Israel has reduced every Palestinian security headquarters throughout the West Bank and in Gaza to rubble. These structures, which served not only as security headquarters but as the center of municipal governance, with mayor's offices, jails, and health clinics, were large compounds serving multiple purposes, the locus of what Tony Blair would call "proper" infrastructure -- now mere heaps of concrete. Arafat's own headquarters in Ramallah, the Muqata, was a multi-structure compound covering one or two city blocks, in which Israel imprisoned Arafat for three years and where during the assault of 2002 Israel's military left only one building undamaged. [3]

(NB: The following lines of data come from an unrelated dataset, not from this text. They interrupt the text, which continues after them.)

Issue #328, opened 2018-11-07
Allow Torsos, Arms, Legs to have localized names


robojumper:
X2BodyPartTemplateManager has this code:

		// HAX: Load 'Torso', 'Arms' and 'Legs' templates the old way to prevent template name collisions:
		// TODO: @rmcfall - make all body part template names unique so they can be individually localized
		switch(PartInfo.PartType)
		{
		case "Torso":
		case "Arms":
		case "Legs":
			Template = new class'X2BodyPartTemplate';
			break;
		default:
			// This is the "new", proper way of instantiating a template (requires unique TemplateName)
			Template = new(None, string(PartInfo.TemplateName)) class'X2BodyPartTemplate';
		}

While a mod [exists on the Workshop](https://steamcommunity.com/sharedfiles/filedetails/?id=878158600) to work around the problem, it's still a dependency, is awkward to set up, and has some sort of race condition with Unrestricted Customization[1]. Some fix in here shouldn't cause too many problems.

--------------------
[1] I still have no idea what the hell that mod is doing and why it breaks Add Part Names, but I'm like 50% sure that an HL fix wins over Unrestricted Customization.

MrNiceUK:
The "plan" for the enhancement is to concatenate the template name and part type to create the unique instance name. Probably also requires changes to the Armoury code to actually check for the DisplayName of the 3 body types. On a related note, apparently Shin decos don't show the display name for equipped parts, only for the selection list. Other less used deco slots may also have that issue.

MrNiceUK:
Do we take it upon ourselves to give reasonable display names to vanilla/WotC/Anarchy's Children parts?

robojumper:
> Do we take it upon ourselves to give reasonable display names to vanilla/WotC/Anarchy's Children parts?

Some people already did, but I'm not sure whether we want to ship it with the HL.

https://steamcommunity.com/workshop/filedetails/discussion/878158600/135511455870610385/

Dragon-32:
Well I prefer mine ;)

Arafats sudden illness and death on November 11, 2004 briefly put a halt to some of Israels most high profile deadly and destructive military operations. Yet, only a month later in mid December, using the pretext of rockets fired by the military wing of Hamas, Israel resumed its pitiless assaults in a two-day operation that killed 11 Palestinians in Khan Yunus in Gaza.[4] Confiscations of Palestinian land also resumed. In early January, Dr. James Zogby appeared on BBC TV news, pointing out that in the previous two weeks, Israel had appropriated 3,000-4,000 acres of Palestinian land. [5]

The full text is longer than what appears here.